I have 3 dataframes with the same dimensions. I want to create a dataframe with min value from each element in 3 dataframes. Is there a more efficient way than running loop on cloumn and then row going through each element one by one?

Dataframe X
| Column A | Column B |
| -------- | -------- |
| Cell X1   | Cell X2   |
| Cell X3   | Cell X4   |

Dataframe Y
| Column A | Column B |
| -------- | -------- |
| Cell Y1   | Cell Y2   |
| Cell Y3   | Cell Y4   |

Dataframe Z
| Column A | Column B |
| -------- | -------- |
| Cell Z1   | Cell Z2   |
| Cell Z3   | Cell Z4   |
Dataframe Target Output
| Column A | Column B |
| -------- | -------- |
| Min (Cell X1,Y1,Z1)   | Min (Cell X2,Y2,Z2)    |
| Min (Cell X3,Y3,Z3)   | Min (Cell X4,Y4,Z4)   |

Thank you!

I tried simple loop for each column and then each row for (c in 1:3){ for (r in 1:2){ ........ } }

CodePudding user response:

You can use the pmin() function from the base R package to get the minimum value of each row across three dataframes.

For example:

df_target = data.frame(c1 = pmin(X$ColumnA, Y$ColumnA, Z$ColumnA), 
                       c2 = pmin(X$ColumnB, Y$ColumnB, Z$ColumnB))

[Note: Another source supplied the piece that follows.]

PR #259, opened 2026-05-26
fix: Reject empty URL in ana fetch command

zfralish:
## Summary
- Add validation to reject empty URL strings in `ana fetch` command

Or you can use the apply() function to apply the pmin() function to each row of the dataframes:

df_target = data.frame(apply(cbind(X$ColumnA, Y$ColumnA, Z$ColumnA), 1, pmin), 
                       apply(cbind(X$ColumnB, Y$ColumnB, Z$ColumnB), 1, pmin))

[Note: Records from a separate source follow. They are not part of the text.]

PR #266, opened 2026-06-02
fix: Auto-update managed tools when lockfile changes

mattkram:
## Summary
- Add `ensure_tool()` function that compares embedded lockfile hash with stored hash to detect when updates are needed
- Add `ana tool update` command to update all installed managed tools
- After `ana self update`, automatically spawn the new binary to update installed tools with new lockfiles
- Store lockfile hash in `.lockfile-hash` file within each tool's prefix directory
- Add per-tool `auto_update` setting in tool specs (anaconda-cli and outerbounds default to true, pixi defaults to false)
- Add `ANA_AUTO_UPDATE_TOOLS` env var to globally enable/disable auto-update, overriding per-tool defaults

This fixes the issue where `ana self update` would leave managed tools outdated, causing commands like `ana mcp setup` to fail silently when they required newer tool versions.

The core assumption for this behavior is that the tools managed by `ana` are completely defined by the versions in their corresponding lockfile. This is appropriate given the current assumptions of the way we do tool management. We may relax this in the future, but that will introduce more complexity around updates that is not necessary at this time.

### Auto-update configuration

| `ANA_AUTO_UPDATE_TOOLS` | Behavior |
|-------------------------|----------|
| `true` | All installed tools auto-update on `ana self update` |
| `false` | No tools auto-update |
| unset/empty | Each tool uses its own default (`anaconda-cli`, `outerbounds`: update; `pixi`: skip) |

## Test plan
- [x] `cargo clippy` passes
- [x] `cargo test` passes
- [x] Integration tests added for `ana tool update`
- [ ] Manual test: corrupt hash file and verify `ana tool update` triggers reinstall
- [ ] Windows CI passes

Jira: [CLI-623](https://anaconda.atlassian.net/browse/CLI-623)

[CLI-623]: https://anaconda.atlassian.net/browse/CLI-623?atlOrigin=eyJpIjoiNWRkNTljNzYxNjVmNDY3MDlhMDU5Y2ZhYzA5YTRkZjUiLCJwIjoiZ2l0aHViLWNvbS1KU1cifQ


src/telemetry/otel.rs
```diff
@@ -113,7 +113,7 @@ mod tests {
     fn test_serializable_value_from_otel() {
         let string_val = Value::String("test".into());
         let int_val = Value::I64(42);
-        let float_val = Value::F64(3.14);
+        let float_val = Value::F64(2.72);
```
mattkram: These are harmless but unrelated linter fixes I decided to leave in.

src/tools/install.rs
```diff
@@ -23,6 +23,58 @@ static MULTI_PROGRESS: std::sync::LazyLock<MultiProgress> = std::sync::LazyLock:
...
+    let prefix = paths::tool_prefix(name);
+    let hash_file = prefix.join(".lockfile-hash");
+
+    let lock_content =
+        specs::content(name).ok_or_else(|| miette::miette!("unknown tool: {}", name))?;
+    let current_hash = hash_lockfile(&lock_content);
+
+    // Check if tool is installed and lockfile hash matches
+    if prefix.exists()
+        && let Ok(stored_hash) = std::fs::read_to_string(&hash_file)
```
marcoesters, line 73: This would imply that after this change, all tools will try to update at least once (since old versions of `anaconda-cli` do not have the hash file).

src/update.rs
```diff
@@ -466,7 +506,10 @@ pub async fn run_update(
 
         let start = std::time::Instant::now();
         match apply_update(ctx, &release).await {
-            Ok(()) => print_update_success(current_version, &release.tag_name, start.elapsed()),
+            Ok(()) => {
+                print_update_success(current_version, &release.tag_name, start.elapsed());
+                update_installed_tools();
```
marcoesters: Shouldn't the order be flipped? This reads like we're printing the success message before the update.

src/update.rs
```diff
@@ -413,6 +414,45 @@ fn print_update_success(current_version: &str, new_version: &str, elapsed: std::
     eprintln!();
 }
 
+/// Spawn the new binary to update installed tools.
+///
+/// After self-replace, the current process still has old lockfiles embedded.
+/// We spawn the new binary to update tools using the new lockfiles.
```
marcoesters, line 407: This would mean that updating `ana` would also update all installed tools. I'm not sure that's desired.

src/tools/install.rs
mattkram: Yes. In those cases it would either be an upgrade, or basically a no-op.

src/update.rs
mattkram: Yes, that was my intention. Do you think we should do that differently?

I think, since right now the tools are designed more-or-less (anaconda-cli and outerbounds in particular) to be wrapped directly by ana, this is appropriate. I could see this being more configurable for other tools in the future.

mattkram: I have added some configurability here. Tools can be declared with their own "auto-update" default, and users can set a global override for this. 

`anaconda-cli` and `outerbounds` tools will be auto-updated by default, pixi won't. We will probably expand this out a bit more based on feedback in the future.

zfralish (approved):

CodePudding user response:

You could loop over the columns and use pmin:

as.data.frame(lapply(1:ncol(X), \(i) pmin(X[[i]], Y[[i]], Z[[i]])))

If you need to generalize to more data frames, I would put them in a list and use do.call with the pmin.

(Answer is untested as no sample data is provided.)

The more general solution would be to stack the data frames into a 3-d array and use apply:

arr = abind(A, B, C, along = 3)
result = apply(arr, 1:2, min)

CodePudding user response:

Another option is: Tidyverse:

library(purrr)
map_dfc(transpose(df_list), lift(pmin))

data.table:

library(data.table)
rbindlist(df_list, idcol = "group")[,lapply(.SD,min),rowid(group)]

Base R

aggregate(do.call(rbind,df_list), list(sequence(sapply(df_list, nrow))), min)

EDIT:

Base R approach:

Reduce(function(x,y)replace(x, x>y , y[x>y]), list_df)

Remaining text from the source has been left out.